### EXERCISE DIRECTIONS
Check each line of the material for the string "case", and copy the lines that have it.

##### SUPPLIED DATA #####

PR #868, opened 2022-12-13
Remove buttons masquerading as links from consistency checklist page

allbecauseyoutoldmeso:
### Description of change

As discussed with the design team, in order to avoid having 'links' that are really buttons:

- Change links on 'Description, documents and proposal details' page to actually BE links. Currently they look like links but submit the form before the user is taken to the expected path.
- Update the logic of the 'Description, documents and proposal details' page so that 'No' is automatically selected for a check if there are open requests associated with it.

As part of the work for [this ticket](https://trello.com/c/c2HVZjBV/1382-where-there-are-links-to-actions-from-the-accordion-users-should-return-to-the-same-place-they-left-from):

- Update the logic for redirecting back to the 'Description, documents and proposal details' page after a request has been made to use a value stored in the form, not the session. This means that if the user behaves unexpectedly we don't have confusing information hanging around in the session!
- Make updates so that the user is redirected back to the previous page by default, not to a hard-coded page.

### DIFF
--- a/app/controllers/red_line_boundary_change_validation_requests_controller.rb
+++ b/app/controllers/red_line_boundary_change_validation_requests_controller.rb
@@ -5,7 +5,6 @@ class RedLineBoundaryChangeValidationRequestsController < ValidationRequestsCont
 
   before_action :ensure_no_open_or_pending_red_line_boundary_validation_request, only: %i[new]
   before_action :ensure_planning_application_is_not_closed_or_cancelled, only: %i[new create]
-  before_action :set_return_to, only: %i[new]
 
   def show
     @red_line_boundary_change_validation_request = @planning_application.red_line_boundary_change_validation_requests.find(params[:id])
@@ -22,12 +21,27 @@ class RedLineBoundaryChangeValidationRequestsController < ValidationRequestsCont
 
     if @red_line_boundary_change_validation_request.save
       redirect_to(
-        (session.delete(:return_to) || create_request_redirect_url),
+        create_request_redirect_url,
         notice: t(".validation_request_for")
       )
     else
       render :new
     end
+  end
+
+  def create_request_redirect_url
+    case return_to
+    when nil
+      super
+    when planning_application_sitemap_url(@planning_application)
+      planning_application_validation_tasks_path(@planning_application)
+    else
+      return_to
+    end
+  end
+
+  def return_to
+    params.dig(:red_line_boundary_change_validation_request, :return_to)
   end
 
   private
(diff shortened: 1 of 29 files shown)


app/controllers/red_line_boundary_change_validation_requests_controller.rb
```diff
@@ -22,14 +21,29 @@ def create
...
     else
       render :new
     end
   end
 
+  def create_request_redirect_url
+    case return_to
+    when nil
+      super
+    when planning_application_sitemap_url(@planning_application)
```
allbecauseyoutoldmeso, line 36: The default is to return to the previous page. However there is one specific user journey, where the user is directed to the request form from another form, where we want need to overwrite this behavious.

app/models/consistency_checklist.rb
```diff
@@ -23,6 +31,16 @@ class ConsistencyChecklist < ApplicationRecord
     enum(check => { to_be_determined: 0, yes: 1, no: 2 }, _prefix: check)
   end
 
+  REQUEST_TYPES.each do |check, request_type|
```
allbecauseyoutoldmeso, line 34: Is all this meta-coding unreadable?!

allbecauseyoutoldmeso:
This was not fun to write, and probably won't be fun to review! Happy to talk through it.

app/models/consistency_checklist.rb
notapatch: In truth it's readable within the file... it's not great but you can work it out - to be fair the array/hash of items creating methods, REQUEST_TYPES in this case, it's quite common.

What I didn't work out is how these records interacts with the rest of the application. I was about to put in "raise 'error'" and thought, "I shouldn't have to do that to know what's happening. I rely on "grepping" the code but it's more difficult when you don't have a unique word to search for. If I am not alone in the confusion maybe a comment??

notapatch (approved):

app/models/consistency_checklist.rb
allbecauseyoutoldmeso: Yes, that sounds like a good idea! Maybe just comments listing the public methods that are defined by each loop?

eg above line 35 `# defined #defaut_description_matches_documents_to_no?, #defaut_documents_consistent_to_no?, #defaut_site_map_correct_to_no?`

That way anyone searching the application to find where the method is defined will end up in the right place!

notapatch: It helps having the full name as I can see where it's used but I can't tell if I'm being thick or not.

EGiataganas (approved):

PR #871, opened 2022-12-14
Present helpful error message when using expired password reset link

benbaumann95:
### Story Link

https://trello.com/c/M8pegXZo/1356-what-does-reset-password-token-is-invalid-mean

An error "Reset password token is invalid" is presented when a user has clicked on an expired reset password link (perhaps a more recent reset password request was made). This PR updates that message to something a bit more helpful.

### DIFF
--- a/app/views/devise/passwords/edit.html.erb
+++ b/app/views/devise/passwords/edit.html.erb
@@ -4,8 +4,14 @@
 
 <h1 class="govuk-heading-l">Change your password</h1>
 
-<%= form_for(resource, as: resource_name, url: password_path(resource_name), html: { method: :put }) do |f| %>
-  <%= render "devise/shared/error_messages", resource: resource %>
+<%= form_with(
+  model: resource,
+  as: resource_name,
+  url: password_path(resource_name),
+  method: :put,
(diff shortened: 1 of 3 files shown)


app/views/devise/passwords/edit.html.erb
```diff
@@ -4,8 +4,14 @@
 
 <h1 class="govuk-heading-l">Change your password</h1>
 
-<%= form_for(resource, as: resource_name, url: password_path(resource_name), html: { method: :put }) do |f| %>
-  <%= render "devise/shared/error_messages", resource: resource %>
+<%= form_for(
```
allbecauseyoutoldmeso, line 7: Might be worth updating to `form_with`?

app/views/devise/passwords/edit.html.erb
```diff
@@ -4,8 +4,14 @@
...
+  resource,
+  as: resource_name,
+  url: password_path(resource_name),
+  html: { method: :put },
```
allbecauseyoutoldmeso, line 11: I know you didn't write this, but isn't it just `method: :put` rather than `html: { method: :put }` 🤔

allbecauseyoutoldmeso (approved):
Really nice!

PR #877, opened 2022-12-19
Fix RSpec/NoExpectionExample errors

allbecauseyoutoldmeso:
### Description of change

- Check that (stubbed) requests are successful, rather than stubbing Faraday, in client specs for Mapit and PAAPI APIs.

### Decisions

Alternatively we could change the `allow`s to `expects`, but I don't think it hurts to check Faraday actually makes the request!

### DIFF
--- a/spec/services/apis/mapit/client_spec.rb
+++ b/spec/services/apis/mapit/client_spec.rb
@@ -6,13 +6,8 @@ RSpec.describe Apis::Mapit::Client do
   let(:client) { described_class.new }
 
   describe "#call" do
-    let(:faraday_connection) { spy }
-    let(:url) { "https://mapit.mysociety.org" }
-
-    it "makes a Faraday connection" do
-      allow(Faraday).to receive(:new).with(url: url).and_yield(faraday_connection)
-
-      client.call("SE220HW")
+    it "is successfull" do
+      expect(client.call("SE220HW").status).to eq(200)
     end
 
     it "removes whitespace from the postcode" do
--- a/spec/services/apis/mapit/client_spec.rb
+++ b/spec/services/apis/mapit/client_spec.rb
@@ -6,7 +6,7 @@ RSpec.describe Apis::Mapit::Client do
   let(:client) { described_class.new }
 
   describe "#call" do
-    it "is successfull" do
+    it "is successful" do
       expect(client.call("SE220HW").status).to eq(200)
     end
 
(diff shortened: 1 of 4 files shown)


spec/services/apis/mapit/client_spec.rb
```diff
@@ -6,13 +6,8 @@
...
 
   describe "#call" do
-    let(:faraday_connection) { spy }
-    let(:url) { "https://mapit.mysociety.org" }
-
-    it "makes a Faraday connection" do
-      allow(Faraday).to receive(:new).with(url: url).and_yield(faraday_connection)
-
-      client.call("SE220HW")
+    it "is successfull" do
```
notapatch, line 9: typo ... successful

spec/services/apis/paapi/client_spec.rb
```diff
@@ -6,13 +6,8 @@
...
   describe "#call" do
-    let(:faraday_connection) { spy }
-    let(:url) { "https://staging.paapi.services/api/v1" }
-
-    it "makes a Faraday connection" do
-      allow(Faraday).to receive(:new).with(url: url).and_yield(faraday_connection)
-
-      client.call("100081043511")
+    it "is successful" do
+      expect(client.call("100081043511").status).to eq(200)
```
notapatch, line 10: So if I remove network access to the system the test fails: In other words a test run generates a network request each time it runs. Which is a no no.

If it doesn't make sense to bring in webmock or some such (I have no idea what's involved in testing it). I am also OK with the tests being ripped out. At least it isn't pretending to test something that it isn't.

I am no network testing expert!!

[I haven't read it through and it might not be relevant but Faraday had this??
](https://lostisland.github.io/faraday/adapters/testing)
[Which had an RSpec link to this](https://github.com/lostisland/faraday/blob/main/examples/client_spec.rb
)

notapatch (commented):
Apologies for nothing more useful.

spec/services/apis/paapi/client_spec.rb
allbecauseyoutoldmeso: Huh...so we already were stubbing the request with Webmock [here](https://github.com/unboxed/bops/blob/main/spec/support/api/paapi_helpers.rb). The test fails without network access because we had `net_http_connect_on_start` set to true. See https://github.com/bblimke/webmock#connecting-on-nethttpstart. Who knew!

I've set it to false globally now, but it looks like you can disable it for a specific request as well. Not sure which is better.

notapatch: Well, I looked at that helper I know a bit more but not sure how everything happens ... It seems to self load itself? 
Anyway, that's not your problem. I'll approve it and hope nobody asks me to change it 🙏

notapatch (approved):

PR #878, opened 2022-12-19
Complete -> Completed

allbecauseyoutoldmeso:
### Description of change

- Move task list item for reviewing documents to components.
- Move validation status tag to components.
- Change 'complete' to 'completed' for status tag components.

### Story Link

https://trello.com/c/irWJtop9/1363-replace-any-instances-of-the-complete-tag-with-the-completed-tag


allbecauseyoutoldmeso:
I guess this is kind of a POC. It moves the last of the status tags (excluding validation task-list ones) into components, so that anything we want to change about status tags can be changed in just one place. That means if we want to change the text of a status tag (in this case 'Complete' -> 'Completed'), it involves changing just one line in the `en.yml` file.

I know there's an argument for going through all the 'status' enum columns in the various models and making them consistent with front end copy. But this would be a fairly massive task and I'd argue that it's not one we want to do when the copy is still in a state of flux! 

Plus is wouldn't achieve our requirements here since not all status tag 'statuses' are derived from a single column.

EGiataganas (approved):
I am happy with this change. Yes, I would argue that it would be great to update enums to match the name for better future changes. Although, we can do that in another pr only this bit and renaming the locale key. 😄

allbecauseyoutoldmeso:
Thanks @EGiataganas! This is the quick pre-Christmas fix...my plan is to be on a beach somewhere when the rest of the team is updating all the enums 🤣 🌴

PR #880, opened 2022-12-19
Change 'Not checked yet' to 'Not started'

allbecauseyoutoldmeso:
### Description of change

- Move task list items for validation tasks from `PlanningApplicationPresenter` to view components.
- Replace `not_changed_yet` with `not_started` everywhere!

### Story Link

https://trello.com/c/mpyoV8mD/1361-replace-not-checked-tag-with-not-started-across-service


app/components/status_tags/additional_document_component.rb
```diff
@@ -0,0 +1,23 @@
...
+    end
+
+    private
+
+    attr_reader :planning_application
+
+    def status
+      if planning_application.additional_document_validation_requests.open_or_pending.any?
+        :invalid
+      elsif planning_application.documents_missing == false
```
allbecauseyoutoldmeso, line 16: Future improvement to add 'not null' to all the boolean columns 😬

app/components/task_list_items/base_component.rb
```diff
@@ -7,5 +7,9 @@ class BaseComponent < ViewComponent::Base
     def link_active?
       true
     end
+
+    def status_tag_component
+      StatusTags::BaseComponent.new(status: status)
+    end
```
allbecauseyoutoldmeso, line 13: Make this the default so that if a task list item has a `status` method that returns a status the basic status tag component will be rendered automatically.

app/components/task_list_items/check_red_line_boundary_component.rb
```diff
@@ -0,0 +1,65 @@
+# frozen_string_literal: true
+
+module TaskListItems
+  class CheckRedLineBoundaryComponent < TaskListItems::BaseComponent
```
allbecauseyoutoldmeso, line 4: I've tried to copy the logic in this component faithfully from the presenter - it's a bit hairy!

allbecauseyoutoldmeso:
I kind of wish I'd never started this, but here it is 😬

app/components/status_tags/additional_document_component.rb
notapatch: Twenty Twenty Three problems

app/components/task_list_items/base_component.rb
notapatch: My review_component is sitting in that directory but not using the base. Not sure if it should be moved out or changed to fit in.

app/models/review_policy_class.rb
```diff
@@ -4,7 +4,12 @@ class ReviewPolicyClass < ApplicationRecord
   belongs_to :policy_class, optional: true
 
   enum mark: { not_marked: 0, accept: 1, return_to_officer_with_comment: 2 }
-  enum status: { not_checked_yet: 0, complete: 1 }, _default: :not_checked_yet, _prefix: true
+
+  enum(
```
notapatch, line 8: Consistency change?

notapatch (approved):
There's quite a lot of system wide changes, however, I can confirm that "Not checked yet" was indeed changed to "Not started"

PR #883, opened 2022-12-20
Add rails_autolink to ensure links are clickable

benbaumann95:
### Description of change

- Extract simple_format and auto_link helper methods to add this formatting to all the relevant content
- The `auto_link` method was removed from Rails in version Rails 3.1 and extracted into this [gem](https://github.com/tenderlove/rails_autolink)
- Allow user to enter href / target attributes and do not sanitize this
- We sanitize the string with our own strategy and ignore the default santize behaviour with simple_format and auto_link as this removes href / target tags

(Will need to add this code to bops-applicant separately as we cannot pass this formatted content via the API and neither would we want to)

### Story Link

https://trello.com/c/P7zc4HvZ/1349-make-links-clickable-on-bops-bops-applicant


app/helpers/format_content_helper.rb
```diff
@@ -0,0 +1,12 @@
+# frozen_string_literal: true
+
+module FormatContentHelper
+  def auto_link_and_simple_format_content(content:, classname: nil)
+    allowed_attributes = Rails::Html::Sanitizer.white_list_sanitizer.allowed_attributes + %w[href target]
```
notapatch, line 5: > We sanitize the string with our own strategy 

Is this "our own strategy" ?

app/helpers/format_content_helper.rb
```diff
@@ -0,0 +1,12 @@
+# frozen_string_literal: true
+
+module FormatContentHelper
```
allbecauseyoutoldmeso, line 3: I wonder if this is a good use case for a view component?

`FormattedContentCompent.new(content: content)` ...

In theory any time we find ourselves reaching for view helpers we should be using view components instead 🤔

app/helpers/format_content_helper.rb
```diff
@@ -0,0 +1,12 @@
...
+  def auto_link_and_simple_format_content(content:, classname: nil)
+    allowed_attributes = Rails::Html::Sanitizer.white_list_sanitizer.allowed_attributes + %w[href target]
+
+    auto_link_content = auto_link(content.to_s, html: { target: "_blank" }, sanitize: false)
```
allbecauseyoutoldmeso, line 7: What happens if you have `sanitize: true` here?

spec/helpers/format_content_helper_spec.rb
```diff
@@ -0,0 +1,44 @@
+# frozen_string_literal: true
+
+require "rails_helper"
+
+RSpec.describe FormatContentHelper do
```
allbecauseyoutoldmeso, line 5: Also if you made it a component you could have a nice component spec with `render_inline` and `expect(page)...` etc 🙂

allbecauseyoutoldmeso (approved):
This seems like a really nice solution!

I think it should use a view component, but I guess it's personal preference more than anything 😁

app/helpers/format_content_helper.rb
benbaumann95: It will remove the href and target attributes that we want to keep

allbecauseyoutoldmeso: That seems like a self-defeating option for an `#auto_link` method 🤣

benbaumann95: It's so we can enable users to enter some html instead of just a string with a link

app/helpers/format_content_helper.rb
benbaumann95: Want to keep consistent with bops-applicant so will have to add the view_component gem there too.

Reckon that's not overkill?
I guess we may want to move to that view approach on that app too

allbecauseyoutoldmeso: I am in favour of view components in All Of The Places...but possibly I'll get over it 😆

app/helpers/format_content_helper.rb
allbecauseyoutoldmeso: ohhh, yes, got it!

benbaumann95: I think if you take it out, this [spec](https://github.com/unboxed/bops/pull/883/files#diff-73cf68088b043c75735045653397a26e21544d48d508d0da92abc26b31dcb77fR21-R27) would fail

#####

### RESULT
+    case return_to
+    case return_to
notapatch: In truth it's readable within the file... it's not great but you can work it out - to be fair the array/hash of items creating methods, REQUEST_TYPES in this case, it's quite common.
I guess this is kind of a POC. It moves the last of the status tags (excluding validation task-list ones) into components, so that anything we want to change about status tags can be changed in just one place. That means if we want to change the text of a status tag (in this case 'Complete' -> 'Completed'), it involves changing just one line in the `en.yml` file.
allbecauseyoutoldmeso, line 3: I wonder if this is a good use case for a view component?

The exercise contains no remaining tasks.